I chatted with Coefficient Capital’s founding partners Andrew Goletka and Franklin Isacson to learn more about the firm’s first fund, their investment strategy, and what they’re advising companies facing challenges because of the COVID-19 Pandemic.

Coefficient Capital Fund I

The fund was formally closed at the beginning of March, at $170 million (the target was $150 million).

“The genesis of the fund is really the coming together of two distinct worlds that Franklin and I realized are very complementary,” Goletka said.

Goletka comes from a tech/media background. With Ore Ventures, he made investments in companies like The Athletic, and saw the shift of publishers using content to sell a product. Isacson’s background was more that of a traditional consumer packaged goods (CPG) investor. As a CPG investor, Isacson saw that many CPG funds were slow in changing, while tech funds were moving more quickly.

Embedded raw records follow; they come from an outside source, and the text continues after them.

PR #76, opened 2026-06-06
Fix cross-process signal delivery to EL0-preempted guests

### LINKED ISSUE #67: test-fork intermittently fails with HVF exit reason 0x3 inside make check
`make check` intermittently fails on `test-fork` with this error:

```
test-fork                                     [ FAIL ] (exit 1)
    ERROR src/syscall/proc.c:2041: elfuse: unexpected exit reason 0x3
```

Running it alone via `bash tests/driver.sh -f test-fork` always passes.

He noted that he himself was a bit caught off guard when his portfolio companies were asking what they should do with social media platforms like TikTok and Snapchat. He turned to Goletka for advice, and the two realized there should be an omni-channel fund.

Coefficient Capital focuses on investing in Series A and Series B stage companies, with a team that comes from both tech and consumer backgrounds.

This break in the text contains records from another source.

PR #80, opened 2026-06-06
Translate fcntl flock l_type between Linux and macOS

Max042004:
## Problem

The `F_GETLK`/`F_SETLK`/`F_SETLKW` handler in `src/syscall/fs.c` copied the
guest's `l_type` field straight into the host `struct flock`, on the
assumption (stated in a comment) that the lock-type constants match. They do
not:

| constant | Linux aarch64 | macOS / BSD |
|----------|:---:|:---:|
| `F_RDLCK` | 0 | 1 |
| `F_WRLCK` | 1 | 3 |
| `F_UNLCK` | 2 | 2 |

A Linux `F_RDLCK` (0) is not a valid lock type on macOS, so the host
`fcntl()` rejects it with `EINVAL`. POSIX-locking databases take a shared
read lock first, so this breaks them. Concretely, **SQLite fails to open any
on-disk database** with `disk I/O error (10)`: its initial `F_RDLCK` on the
1 GiB "pending byte" never succeeds. In-memory databases are unaffected,
which is what made this easy to miss.

Trace from a failing `sqlite3 file.db "CREATE TABLE ..."` under `--verbose`:

```
syscall 25@... (0x3, 0x6, 0x7ffc490, ...)   # fcntl(fd=3, F_SETLK=6, &flock)
  -> -22 (EINVAL)
```

## Fix

Map `l_type` Linux→macOS on input for all three commands, and map it back
macOS→Linux when writing the `F_GETLK` result. Unknown types are rejected
with `EINVAL` rather than passed through.

## Test

Adds `tests/test-flock.c` (registered in `manifest.txt` under "Syscall
coverage tests"), which exercises `F_SETLK`/`F_SETLKW`/`F_GETLK` around the
same 1 GiB pending-byte offsets SQLite uses. It **fails with `errno 22`
before this change and passes after** — verified by reverting the fix.

## Validation

- `make check`: all 97 tests pass (including the new `test-flock`).
- Local CI replication: `check-newline`, `check-format` (clang-format 22),
  `check-security`, `cppcheck`, syscall-dispatch consistency, and
  `make lint` all clean; `make elfuse` builds and codesigns.
- End-to-end with a statically cross-compiled aarch64 SQLite 3.47.2: on-disk
  CRUD, transactions, JSON1 function indexes, FTS5, WAL + `wal_checkpoint`,
  a 50k-row transaction, and `.dump`/`.read` round-trips all succeed; the
  resulting file is readable by the host `sqlite3`.

---
## Summary by cubic
Fixes `fcntl` lock-type translation between Linux guests and macOS hosts to prevent EINVAL on valid read locks. Restores on-disk SQLite and other POSIX-locking apps by correctly mapping `l_type` for `F_GETLK`, `F_SETLK`, and `F_SETLKW`.

- **Bug Fixes**
  - Map `l_type` Linux→macOS on input and macOS→Linux on `F_GETLK` output; reject unknown types with `EINVAL`.
  - Add `tests/test-flock.c` (registered in `tests/manifest.txt`) to cover SQLite’s pending-byte lock pattern; failed before, passes now.

<sup>Written for commit 63e7a9331263a0ebdb422bea784164c29ff5511f. Summary will update on new commits.</sup>

<a href="https://cubic.dev/pr/sysprog21/elfuse/pull/80?utm_source=github" target="_blank" rel="noopener noreferrer" data-no-image-dialog="true"><picture><source media="(prefers-color-scheme: dark)" srcset="https://cubic.dev/buttons/review-in-cubic-dark.svg"><source media="(prefers-color-scheme: light)" srcset="https://cubic.dev/buttons/review-in-cubic-light.svg">Review in cubic</picture></a>

### DIFF
--- a/src/syscall/fs.c
+++ b/src/syscall/fs.c
@@ -655,11 +655,33 @@ int64_t sys_fcntl(guest_t *g, int fd, int cmd, uint64_t arg)
         memcpy(&l_start, lflock + 8, 8); /* offset 8 due to padding */
         memcpy(&l_len, lflock + 16, 8);
 
+        /* l_type constants differ between Linux and macOS/BSD:
+         *   Linux: F_RDLCK=0, F_WRLCK=1, F_UNLCK=2
+         *   macOS: F_RDLCK=1, F_UNLCK=2, F_WRLCK=3
+         * Passing the Linux value straight through makes a Linux F_RDLCK (0)
+         * an invalid type on macOS, which fcntl() rejects with EINVAL. This is
+         * the lock POSIX databases (e.g. SQLite) take first, so it must map. */
+        short mac_type;
+        switch (l_type) {
+        case 0: /* LINUX_F_RDLCK */
+            mac_type = F_RDLCK;
+            break;
+        case 1: /* LINUX_F_WRLCK */
+            mac_type = F_WRLCK;
+            break;
+        case 2: /* LINUX_F_UNLCK */
+            mac_type = F_UNLCK;
+            break;
+        default:
+            host_fd_ref_close(&host_ref);
+            return -LINUX_EINVAL;
+        }
+
         struct flock mac_fl = {
             .l_start = l_start,
             .l_len = l_len,
             .l_pid = 0,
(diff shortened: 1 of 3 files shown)


jserv:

It focuses on companies that make products that could be sold in grocery stores or shops like Sephora (think food, beverage, vitamin supplements, personal or skin care, etc). Those kinds of products are where the firm spends “80 to 90 percent” of its time, Isacson said. The firm led the January 2020 Series B round for Just Spices, for example, a spice-mix and meal prep company.

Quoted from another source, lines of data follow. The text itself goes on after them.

PR #83, opened 2026-06-06
Support madvise, msync, and mremap on high-VA mmap regions

### LINKED ISSUE #108: `msync()` returns `ENOMEM` (errno 12) for high-VA guest mappings created by Rosetta
### Environment

- **Host**: macOS on Apple Silicon (M-series)
- **Guest arch**: x86_64 (run via Rosetta translation)
- **Trigger**: Running `apt update` or `apt upgrade` inside an x86_64 Linux guest prefix, or any guest program that `msync`s a large `mmap`-backed cache

### Problem Description

`sys_msync` in `src/syscall/mem.c` validates the guest virtual address by comparing it against `g->guest_size` (the primary memory region size) and `g->ipa_base` (the IPA base of the primary region). Addresses that fall outside that primary region are rejected with `-LINUX_ENOMEM`:

```c
if (addr < g->ipa_base)
    return -LINUX_ENOMEM;

uint64_t off = addr - g->ipa_base;
/* sys_msync stays primary-only here for the same reason as madvise: msync
 * iterates regions and reaches into host_base+off to read pages back from
 * the file overlay. Widening to extra-region ranges needs a region-aware
 * iterator landing alongside the data-movement refactor.
 */
if (off > g->guest_size || length > g->guest_size - off)
    return -LINUX_ENOMEM;
uint64_t end = off + length;
```

Under Rosetta translation, the Rosetta runtime allocates its JIT code cache and internal slabs at **high virtual addresses** — typically above `0x00007FFFFFFFFFFF` (the normal 48-bit user-space boundary on Linux x86_64). These mappings are added to `g->regions` via `guest_add_mapping`, so they are known to elfuse, but they have `start` values far beyond `g->guest_size`. The `addr - g->ipa_base` subtraction either underflows (if `addr < g->ipa_base`) or produces an offset that exceeds `g->guest_size`, causing both branches to return `-LINUX_ENOMEM`.

Furthermore, even when the bounds check passes for a legitimate high-VA region, the host-pointer computation in the region-iterating helpers was wrong:

**`sync_shared_aliases_range`** computed the guest host pointer as:
```c
const uint8_t *guest = (const uint8_t *) g->host_base + src->start +
                       (wfile_start - src->offset);
```
This adds `src->start` (a raw GVA for high-VA mappings) to `g->host_base`, producing a completely wrong host address.

**`refresh_shared_region_range`** had the same problem:
```c
uint64_t guest_off = r->start + (rfile_start - r->offset);
uint8_t *buf = (uint8_t *) g->host_base + guest_off;
```

Both helpers assumed all regions are in the primary buffer (`host_base + offset`), which is only correct for regions whose `start` is a primary-buffer-relative offset (i.e., `start < guest_size`).

### Observed Failure

`apt` memory-maps its package-list cache files (the files under `/var/lib/apt/lists/`) with `mmap(MAP_SHARED)` and periodically flushes them with `msync`. On an x86_64 guest under Rosetta, the `apt` process virtual address space contains Rosetta high-VA mappings. When `apt` calls `msync` on its cache, the guest VA falls in the Rosetta high-VA range and `sys_msync` returns `-LINUX_ENOMEM`. `apt` surfaces this as:

```
E: Unable to synchronize mmap - msync (12: Cannot allocate memory)
```

`apt update` and `apt upgrade` both fail at package list parsing before any packages can be installed.

Max042004:
## Problem

Three memory syscalls -- `sys_madvise`, `sys_msync`, and `sys_mremap` -- plus
the file-backed `MAP_SHARED` path in `sys_mmap_high_va` were all
**primary-window-only**. They computed `off = addr - ipa_base` and reached into
`host_base + off`, which only resolves for identity regions (`gpa_base ==
start`). High-VA mmap regions -- Rosetta's own slab/JIT and guest `mmap(NULL)`
placements -- back their pages at `gpa_base` (a named mapping or overflow
segment), so these paths rejected the range with `-ENOMEM`/`-EFAULT` or wrote to
the wrong host address.

Two concrete failures motivate this:

- **x86_64 Node.js / V8.** V8's page allocator decommits guard/code pages with
  `mprotect(PROT_NONE) + madvise(MADV_DONTNEED)` and `CHECK_EQ(0, ret)`s the
  madvise return, so the spurious `-ENOMEM` aborted Node the moment its JIT
  initialized:
  ```
  # Fatal error in , line 0
  # Check failed: 0 == ret.
  ```
  `--verbose` pins it to `madvise(advice=4 MADV_DONTNEED) -> -12 (ENOMEM)` on a
  page in the high-VA window (`mmap(NULL)` under Rosetta lands at e.g.
  `0x7fffff7fd000`).

- **apt (issue #108).** apt memory-maps its package-list cache with `MAP_SHARED`
  and `msync`s it; under an x86_64 guest that mapping is high-VA, so `sys_msync`
  returned `-ENOMEM` and apt failed with
  `E: Unable to synchronize mmap - msync (12: Cannot allocate memory)`. The
  mapping could not even be created, because `sys_mmap_high_va` refused
  file-backed `MAP_SHARED` with `-ENODEV`.

## Fix

Route every admission and data-movement path through the region tracker and
`host_ptr_for_gpa(gpa_base + ...)` so primary and high-VA regions act on their
real backing. Identity regions have `gpa_base == start`, so this collapses to
`host_base + off` and **primary behaviour is byte-for-byte unchanged**.

- **madvise** `MADV_DONTNEED` accepts high-VA ranges the tracker records as
  mapped and zeroes / restores them on their `gpa_base` backing (drops the
  previous zero-fill-only scope-out for high-VA file-backed pages).
- **msync** admission drops the `guest_size` bound (the existing coverage loop
  validates both windows), and `sync_shared_aliases_range` /
  `refresh_shared_region_range` resolve the guest bytes through `gpa_base`.
- **`sys_mmap_high_va`** accepts file-backed `MAP_SHARED` as a snapshot-style
  shared region (pread on map, `msync` writes dirty bytes back), so the high-VA
  shared mappings `msync` operates on can be created.
- **mremap** admits high-VA sources and resolves the source read/zero through
  `gpa_base` in the shrink, `MREMAP_FIXED`, and `MREMAP_MAYMOVE` paths. The
  destination stays in the primary window (`find_free_gap` /
  `mremap_extend_range`), so an `mremap(MAYMOVE)` of a high-VA region relocates
  it there with its contents intact -- no high-VA destination backing or new
  Stage-2 machinery is needed.

## Tests

Vendored x86_64 static ELFs run through elfuse + Rosetta (rebuild recipe in
`tests/fixtures/rosetta/README.md`):

- `x86_64-rosetta-madvise` -- `MADV_DONTNEED` on writable / `PROT_NONE` guard /
  multi-page high-VA ranges (the V8 decommit pattern).
- `x86_64-rosetta-msync` -- high-VA `MAP_SHARED` write-back
  (single/multi-page/`MS_ASYNC`), verified against the backing file.
- `x86_64-rosetta-mremap` -- `MREMAP_MAYMOVE` grow (contents preserved) and
  in-place shrink.

Wired as `make test-rosetta-{madvise,msync,mremap}` (and `test-rosetta-all`)
plus the matching suites in `tests/test-matrix.sh`.

The aarch64 unit tests `test-madvise` / `test-msync` / `test-mremap` /
`test-mremap-infra` cover the unchanged primary-window path. An end-to-end
`MAP_SHARED` store scenario (write + `msync` + cross-mapping refresh + `mremap`
grow + `madvise`) passes with this change and fails (`-ENODEV`/`-ENOMEM`) on the
pre-fix baseline.

## Notes

- macOS CI runners cannot run guest tests (no HVF entitlement), so the Rosetta
  suites were verified locally on Apple silicon; they self-skip (exit 77) where
  the translator or `timeout(1)` is unavailable.
- The vendored x86_64 fixtures are not built in-tree (the Makefile targets
  aarch64 hosts); rebuild them out of tree per the README when the sources
  change.
- For high-VA file-backed `MAP_SHARED` served through the FUSE sysroot layer,
  the backing is materialized read-only, so `msync` write-back to the original
  sysroot file is best-effort; real host-fd backings (e.g. `/dev/shm`) write
  back exactly. This matches how the primary window already treats such
  mappings.

Fixes #108.


jserv (changes requested):

jserv (changes requested):

jserv (changes requested):
Rebase latest `main` branch and resolve conflicts and refine per review.

jserv (changes requested):
Enforce rules described in https://cbea.ms/git-commit/ carefully.

jserv:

“We look for companies that support longer-term trends,” Isacson said. “We have our convictions about consumers becoming more omni-channel. … we definitely look for those bigger trends that are irreversible.”

The firm looks to invest in companies with strong unit economics–if they’re not profitable, they need to have a very clear path to profitability in the near-term, Isacson said. Coefficient Capital wants to invest in companies that could be good standalone businesses with great profitability, or a business that other companies would want to acquire.

Some emerging trends: Consumers want to buy products that are better for them and better for the environment, and a great emphasis on efficacy.

With the COVID-19 pandemic, the firm’s portfolio companies have been weathering things “fairly well,” Goletka said, as people aren’t leaving their homes–a win for direct-to-consumer companies.

But for other startups, especially those looking to raise money, Goletka advises turning to investors a founder already knows, rather than trying to form new relationships over Zoom.

“Build off those relationships you already have,” he said. “ If you are trying to close a round, close it sooner rather than later.”

Isacson said investors are going to be focused on how leadership has taken care of employees, how demand has been impacted, what companies have done to make sure their supply chain is secure, and what the unit economics of a company are (and if they can pivot to profitability sooner).